Mary suppressed her smile. This land of Xanth wasn't all bad!
“I can live with it,” Karen said, not managing to damp down her own smile.
“Let me try,” David said. “Bleep!” He looked surprised. “Hey, it's true! Bleep! Bleep!”
“Stop it,” Mary said.
“But how could you tell what words I was trying to say?” he asked plaintively.
“I can read your lips—and your mind.”
“Oh. Yeah.” He was deflated.
There was a heavy dull thud on the roof of the RV.
“Damn!” Jim muttered, and it almost seemed to Mary that the air in his vicinity turned slightly smoky. He goosed the engine, trying to get through the blobstacle course faster.
Something reddish brown splatted against a window.
Dark juice oozed from it. “Ugh!” Karen cried. “What's that?”
“Part of a bleeping raw liver, I think,” Sean answered.
“I'm going to be a vegetarian,” she declared.
The vehicle slewed around another blob, an outer wheel riding up a bank, then squished through some stuff that surely wasn't ice slush. “There's a guzzler. Dad!” David called, pointing.
“Got it,” Jim said. He slid to a halt by the creature, who looked exactly like the other one. “Got another pill, Mary?”
Mary dived into her purse. “Yes. Here.” She fished out the bottle and opened it, spilling several pills. She picked one up and passed it to her husband.
He gave it to the guzzler. The creature swallowed the pill, then looked for the gas tank. But of course, it was
capped. Jim started to open the door.
“No!” Mary cried. “You'll get hit by meat.”

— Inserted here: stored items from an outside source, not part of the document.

PR #473, opened 2015-02-20
Mixed Dimension Support for MeshFunction

pbauman:
Updated MeshFunction to support Point queries with element dimension restriction. Previous methods default to mesh_dimension(). I ran GRINS `make check` with this and all is well (ExactSolution uses this implicitly). Note I have not yet exercised the non mesh_dimension() case, that will be forthcoming.

This should be merged after #472.

### DIFF
--- a/include/mesh/mesh_function.h
+++ b/include/mesh/mesh_function.h
@@ -219,6 +219,10 @@ public:
 
 protected:
 
+  /**
+   * Helper function to reduce code duplication
+   */
+  const Elem* find_element( const Point& p ) const;
 
   /**
    * The equation systems handler, from which
--- a/include/mesh/mesh_function.h
+++ b/include/mesh/mesh_function.h
@@ -145,16 +145,24 @@ public:
 #endif
 
   /**
-   * Computes values at coordinate \p p and for time \p time, which
-   * defaults to zero.
+   * Computes values at coordinate \p p, that lies in element with
+   * dimemnsion mesh_dimension() (for mixed dimension meshes), and for
+   * time \p time, which defaults to zero.
    */
   void operator() (const Point& p,
                    const Real time,
                    DenseVector<Number>& output);
 
   /**
-   * Computes gradients at coordinate \p p and for time \p time, which
-   * defaults to zero.
+   * Computes values at coordinate \p p, that lies in element with
+   * dimemnsion elem_dim (for mixed dimension meshes), and for
+   * time \p time, which defaults to zero.
+   */
+  void operator() (const Point& p,
+                   unsigned int elem_dim,
+                   const Real time,
+                   DenseVector<Number>& output);
+
    */
   void gradient (const Point& p,
                  const Real time,
--- a/include/mesh/mesh_function.h
+++ b/include/mesh/mesh_function.h
@@ -183,10 +183,21 @@ public:
                  std::vector<Gradient>& output);
 
   /**
-   * Computes gradients at coordinate \p p and for time \p time, which
-   * defaults to zero.
+   * Computes gradients at coordinate \p p, that lies in element with
+   * dimemnsion mesh_dimension() (for mixed dimension meshes), and for
+   * time \p time, which defaults to zero.
    */
   void hessian (const Point& p,
+                const Real time,
+                std::vector<Tensor>& output);
+
+  /**
+   * Computes gradients at coordinate \p p, that lies in element with
+   * dimemnsion elem_dim (for mixed dimension meshes), and for
+   * time \p time, which defaults to zero.
+   */
+  void hessian (const Point& p,
+                unsigned int elem_dim,
                 const Real time,
                 std::vector<Tensor>& output);
 
--- a/include/mesh/mesh_function.h
+++ b/include/mesh/mesh_function.h
@@ -163,8 +163,22 @@ public:
                    const Real time,
                    DenseVector<Number>& output);
 
+  /**
+   * Computes gradients at coordinate \p p, that lies in element with
+   * dimemnsion mesh_dimension() (for mixed dimension meshes), and for
+   * time \p time, which defaults to zero.
    */
   void gradient (const Point& p,
+                 const Real time,
+                 std::vector<Gradient>& output);
+
+  /**
+   * Computes gradients at coordinate \p p, that lies in element with
+   * dimemnsion elem_dim (for mixed dimension meshes), and for
+   * time \p time, which defaults to zero.
+   */
+  void gradient (const Point& p,
+                 unsigned int elem_dim,
                  const Real time,
                  std::vector<Gradient>& output);
 
--- a/include/mesh/mesh_function.h
+++ b/include/mesh/mesh_function.h
@@ -222,7 +222,7 @@ protected:
   /**
    * Helper function to reduce code duplication
    */
-  const Elem* find_element( const Point& p ) const;
+  const Elem* find_element( const Point& p, unsigned int elem_dim ) const;
 
   /**
    * The equation systems handler, from which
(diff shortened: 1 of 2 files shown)


roystgnr:
I've got a concern with this design.

What happens when we try to, say, run our projection app on a pair of mixed dimension meshes?

On a single-dimension mesh, we build the MeshFunction, we have a couple functions that can query it for point values and gradients, project_solution uses those to get data at vertices and local quadrature points, we get the result we want.

On a mixed-dimension mesh, we try to do all the same... but now project_solution fails at any point where a lower-dimensional element exists but a higher-dimensional element does not, because the FunctionBase-derived methods all default to querying higher-dimensional elements only.

Having a projection fail isn't the end of the world (we have the same problem on domains with "slits", where you might accidentally query a node or element on the wrong side of the slit, and I don't see a good way to fix that).  But we could probably make it a little more robust by changing the default behavior - in cases where "query the highest-dimensional element we find" fails to find any elements of mesh_dimension(), could we fall back on "try the next-highest-dimensional elements" etc. until we truly fail to find an element of any dimension containing the point?

pbauman:
First, you're right, projection is not going to work as is, but it also wouldn't work before this PR (because internally, the methods explicitly used mesh_dimension). So, in that sense, I'm not breaking backward compatibility.

I'm trying to proceed in small steps, adding functionality as I need it. This particular PR targets the next one which is support for mixed dimension meshes for ExactSolution (ExactSolution uses MeshFunction to query the attached reference EquationSystem). In that vein, I'm trying to add the new functionality needed (calling operator(), gradient, and hessian with element dimension) while preserving the current API.

That said, I see what you're saying, but I think that the element dimension should not be the concern of the FunctionBase classes. For example, in ExactSolution, we need to construct finite element objects and query the solution based on the element dimension. So, *those calling* functions need to worry about the dimensionality of the element and then use these new APIs to supply it. Indeed, in the case where you have more than 1 element containing the point (such as my case), you *need* to supply which one you want. 

So, my plan moving forward was adding these new APIs where we can query based on the dimension of the element and the calling methods worry about supplying that dimension. This is exactly my plan for ExactSolution (I've implemented it, I'm just testing and preparing the PR) and I think projection should work in the same way. However, as you've pointed out, this PR was not targeted at supporting projection operations so they won't be supported yet. In fact, I avoided updating the FunctionBase APIs here for exactly that reason, keeping this PR self contained. So this provides a small new chunk of functionality, but it's not complete functionality for mixed dimension meshes, which will be ongoing.

But maybe you don't agree with this plan, so I'm open to suggestions.

pbauman:
Rebased on #472

friedmud:
I just wanted to throw out there that we do have fairly extensive testing
of our uses of MeshFunction in MOOSE.  So you can be assured that if
MooseBuild is telling you it's ok... then you're not breaking our stuff.

BTW: This is all positive... I'm really happy to see all of these changes
going in surrounding mixed dimensional use cases....

roystgnr:
I'm happy merging this as-is, then; "small steps" sounds great to me.  I don't think my proposed fix would be very intrusive, though.

I'm not sure I'm happy with the idea of in the future forcing FunctionBase users to worry about elem_dim.  FunctionBase was supposed to be an ABC representing F(x,y,z,t) - do we really want to change that to F(x,y,z,t,elem_dim)?  At least the default behavior ought to be dimension agnostic.

I can see how adding an elem_dim option would simplify some use cases, where elements of one dimension overlap elements of a different dimension with different values.  But there's probably lots of possibilities for expanding the function domain that would each make a couple different use cases simpler.  A normal_vector, to handle the slit case?  A subdomain_ids set, to handle overlapping elements of the same dimension?

...

Huh.  Actually, that subdomain_ids alternative would be able to handle overlapping same-dimension elements, and the slit case, and the overlapping different-dimension elements case that elem_dim covers.  Maybe that's worth considering?  We've already got the underlying support in the PointLocator hierarchy, too.

pbauman:
> I don't think my proposed fix would be very intrusive, though.

You're right and I think it should be added. I've been trying to think about the appropriate place to put it. `PointLocator`? Or in `MeshFunction`?

> I'm not sure I'm happy with the idea of in the future forcing FunctionBase users to worry about elem_dim. FunctionBase was supposed to be an ABC representing F(x,y,z,t) - do we really want to change that to F(x,y,z,t,elem_dim)? At least the default behavior ought to be dimension agnostic.

I agree with this. For sure the the default behavior is agnostic, but I'm not sure what the best solution will be long term for the API. Another reason to proceed in small steps, to try things out. I agree having elem_dim violates the spirit of the class. But we'll need a way to pass along which elements information we want. Just FYI, for my present case, the solution is continuous so operator() is not so much a worry, but gradient and hessian are (in fact what got me started down this path).

> I can see how adding an elem_dim option would simplify some use cases, where elements of one dimension overlap elements of a different dimension with different values. But there's probably lots of possibilities for expanding the function domain that would each make a couple different use cases simpler. A normal_vector, to handle the slit case? A subdomain_ids set, to handle overlapping elements of the same dimension?

This is a very legitimate point, maybe I'm moving in the wrong direction.

> Huh. Actually, that subdomain_ids alternative would be able to handle overlapping same-dimension elements, and the slit case, and the overlapping different-dimension elements case that elem_dim covers. Maybe that's worth considering?

For sure it would cover my cases - I'm using subdomain ids to restrict which Physics we use (ElasticCable for 1D and ElasticMembrane for 2D). What are you thinking exactly? We pull the subdomain id from the current element in the element loop and then use that to restrict the subsequent computations? So for MeshFunction, we'd need to add an API to pass an std::set of subdomain ids... I think that could work. In fact, if we are going to assume different dimension elements have different subdomain ids, we could probably roll back #472 because we could pass that set down to the PointLocator, as you mentioned.

Hmm... What do you think @roystgnr? I think this might be a better solution. We'd be adding a restriction that the user must separate the subdomain ids between different dimension elements, which is probably a reasonable restriction (and I'm already doing that anyways)...

pbauman:
@friedmud @permcody , would such a restriction be acceptable for how you guys handle mixed-dimension meshes? I.e. different subdomain ids for different dimensioned elements?

friedmud:
Yes - that's totally fine.

Exodus doesn't support mixed element types in the same Block... let alone
mixed dimension!  So even if someone wanted to do it... how would they make
the mesh and read it in?  :-)

pbauman:
OK, I'll try this out, without #472, and see if I can make it work.

I'm still not sure how we'd handle FunctionBase without adding a way to pass down the subdomain id with the `Point`. I'm all ears for suggestions there.

roystgnr:
This is so grossly general that my "FunctionBase must be kept pure!" sensibilities don't seem to be triggering.  So I'd actually be happiest simply adding an additional optional default-NULL allowed_subdomains argument to the FunctionBase APIs, same semantics as PointLocator.

roystgnr:
The question of what to do in the library projection routines is more interesting, though... my inclination would be to, at each point calculation, initially query the FunctionBase with only the current subdomain id allowed (thereby doing the right thing in cases of overlap), but test the result for something like the MeshFunction::_out_of_mesh_value, and if that's what we get then we try a query with NULL allowed_subdomains as a fallback.  That way we do the right thing in cases where there is overlap, but we don't break any existing code that tries to project between domains with non-matching subdomain decompositions.

friedmud:
My only thought is that you could supply it in the constructor to a MeshFunction... so each MeshFunction would only be for a certain subdomain and any calls to `operator()` would automatically do the right thing from there...

friedmud:
I can't imagine any scenarios when you would want to "blindly" allow it to
select between higher and lower dimensional meshes.  That is just asking
for trouble.

But: I won't be perturbed if that's the default behavior either.... I just
won't use it ;-)

pbauman:
Closing this in favor of #475.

Jim hesitated, closing the door. “Somebody's got to take off the gas cap,” he pointed out. “And not you or a child.”
Chlorine perked up. “Nimby?”
Without a word, the young man opened his door and got out. A huge mass of something bounced in front of him. “He'll be hit!” Mary cried.
Chlorine pondered for half a moment. “Nimby, assume your natural form—with tough scales,” she called.
Then the young man disappeared, to be replaced by the ugliest creature Mary could have imagined. It looked like a mule from the front, being mule-headed, and some kind of ancient dinosaur from behind, with huge overlapping scales. Furthermore, it was striped pink and green. The pink was halfway pretty, but the green was wretched. So this was the real nature of the creature! No wonder she had been uneasy about him.
But she reminded herself that he was doing them a favor. She watched as he made his four-footed way around the front of the RV. Chunks of meat struck his body, but did no apparent harm. His scales were indeed tough, as Chlorine had suggested. But rapidly getting badly soiled.